* The data
=== Begin Enclosure ===
PR #495, opened 2022-01-11
Prevent override of RemoteMessageDispatcher at boot time

bscholtes1A:


paullatzelsperger (approved):

ndr-brt:
Could that be loaded by an upper level extension? After all the implementation class is located in the `core:base` module, I would register it in the `CoreServicesExtension`

jimmarino:
I think this PR should go through independent of the others issues described below.

It seems like core/base is doing a lot of things:

- Registering Jetty and Jersey 
- Registering SchemaRegistryImpl
- Contains NullVaultExtension
- Contains RemoteMessageDispatcherRegistryImpl

Now that we have simplified dependency ordering, can we push the module restructuring further? I have in mind:

- Place Jetty and Jersey in a separate extension that is loaded after the core extensions. Ensuring that downstream extensions require them through @Inject should be a straightforward task.

- Kill SchemaRegistryImpl as it is no longer used (correct, @paullatzelsperger?)

- Introduce a core/boot module. This module would only contain classes related to runtime boostrap (e.g. the extension loading and related infrastructure, monitor) currently in core/base

- The core/base module remains as a service extension that is loaded prior to other core extensions. This would only include RemoteMessageDispatcherRegistryImpl and the ExponentialWaitStrategy services (which it would register). 

- Create a BOM to make referencing these modules easy

If people agree with this assessment, we can open a separate issue for that further modularization.

bscholtes1A:
> I think this PR should go through independent of the others issues described below.
> 
> It seems like core/base is doing a lot of things:
> 
> * Registering Jetty and Jersey
> * Registering SchemaRegistryImpl
> * Contains NullVaultExtension
> * Contains RemoteMessageDispatcherRegistryImpl
> 
> Now that we have simplified dependency ordering, can we push the module restructuring further? I have in mind:
> 
> * Place Jetty and Jersey in a separate extension that is loaded after the core extensions. Ensuring that downstream extensions require them through @Inject should be a straightforward task.
> * Kill SchemaRegistryImpl as it is no longer used (correct, @paullatzelsperger?)
> * Introduce a core/boot module. This module would only contain classes related to runtime boostrap (e.g. the extension loading and related infrastructure, monitor) currently in core/base
> * The core/base module remains as a service extension that is loaded prior to other core extensions. This would only include RemoteMessageDispatcherRegistryImpl and the ExponentialWaitStrategy services (which it would register). RemoteMessageDispatcherRegistryImpl needs to be loaded here since it is required by the TPM and CNM.
> * Create a BOM to make referencing these modules easy
> 
> If people agree with this assessment, we can open a separate issue for that further modularization.

Hi @jimmarino 
do you want these points to be tackled in the present PR? Or can we merge it?

paullatzelsperger:
@bscholtes1A for now lets merge this PR, we can do what @jimmarino said in another issue/PR.

jimmarino:
> @bscholtes1A for now lets merge this PR, we can do what @jimmarino said in another issue/PR.

Yep, it should be done in another PR. I'll open another issue.

jimmarino:
Opened a new issue in #497.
=== End Enclosure ===
* Exercise brief
Keep every word the same. Retype all the material.

* Task answer
PR #495, opened 2022-01-11
Prevent override of RemoteMessageDispatcher at boot time

bscholtes1A:


paullatzelsperger (approved):

ndr-brt:
Could that be loaded by an upper level extension? After all the implementation class is located in the `core:base` module, I would register it in the `CoreServicesExtension`

jimmarino:
I think this PR should go through independent of the others issues described below.

It seems like core/base is doing a lot of things:

- Registering Jetty and Jersey 
- Registering SchemaRegistryImpl
- Contains NullVaultExtension
- Contains RemoteMessageDispatcherRegistryImpl

Now that we have simplified dependency ordering, can we push the module restructuring further? I have in mind:

- Place Jetty and Jersey in a separate extension that is loaded after the core extensions. Ensuring that downstream extensions require them through @Inject should be a straightforward task.

- Kill SchemaRegistryImpl as it is no longer used (correct, @paullatzelsperger?)

- Introduce a core/boot module. This module would only contain classes related to runtime boostrap (e.g. the extension loading and related infrastructure, monitor) currently in core/base

- The core/base module remains as a service extension that is loaded prior to other core extensions. This would only include RemoteMessageDispatcherRegistryImpl and the ExponentialWaitStrategy services (which it would register). 

- Create a BOM to make referencing these modules easy

If people agree with this assessment, we can open a separate issue for that further modularization.

bscholtes1A:
> I think this PR should go through independent of the others issues described below.
> 
> It seems like core/base is doing a lot of things:
> 
> * Registering Jetty and Jersey
> * Registering SchemaRegistryImpl
> * Contains NullVaultExtension
> * Contains RemoteMessageDispatcherRegistryImpl
> 
> Now that we have simplified dependency ordering, can we push the module restructuring further? I have in mind:
> 
> * Place Jetty and Jersey in a separate extension that is loaded after the core extensions. Ensuring that downstream extensions require them through @Inject should be a straightforward task.
> * Kill SchemaRegistryImpl as it is no longer used (correct, @paullatzelsperger?)
> * Introduce a core/boot module. This module would only contain classes related to runtime boostrap (e.g. the extension loading and related infrastructure, monitor) currently in core/base
> * The core/base module remains as a service extension that is loaded prior to other core extensions. This would only include RemoteMessageDispatcherRegistryImpl and the ExponentialWaitStrategy services (which it would register). RemoteMessageDispatcherRegistryImpl needs to be loaded here since it is required by the TPM and CNM.
> * Create a BOM to make referencing these modules easy
> 
> If people agree with this assessment, we can open a separate issue for that further modularization.

Hi @jimmarino 
do you want these points to be tackled in the present PR? Or can we merge it?

paullatzelsperger:
@bscholtes1A for now lets merge this PR, we can do what @jimmarino said in another issue/PR.

jimmarino:
> @bscholtes1A for now lets merge this PR, we can do what @jimmarino said in another issue/PR.

Yep, it should be done in another PR. I'll open another issue.

jimmarino:
Opened a new issue in #497.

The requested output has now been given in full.